(Stored items)
--------------------------------------------------

PR #10323, opened 2025-12-17
feat(cli-next): interactive command fallbacks (+ cleanup)

wittjosiah:
- interactive trigger commands
- interactive function import
- move trigger/function out of edge sub-command
- flush and sync for commands which update the database
- combine the multiple function list commands & trigger list commands
- use json flag more consistently across commands
- default space id more consistently across commands
- client.spaces.waitUntilReady throws if there's no identity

--------------------------------------------------

▶ TASK DESCRIPTION:
The expected response reproduces all of the data precisely.

▶ RESULT FOR THIS EXERCISE:
PR #10323, opened 2025-12-17
feat(cli-next): interactive command fallbacks (+ cleanup)

wittjosiah:
- interactive trigger commands
- interactive function import
- move trigger/function out of edge sub-command
- flush and sync for commands which update the database
- combine the multiple function list commands & trigger list commands
- use json flag more consistently across commands
- default space id more consistently across commands
- client.spaces.waitUntilReady throws if there's no identity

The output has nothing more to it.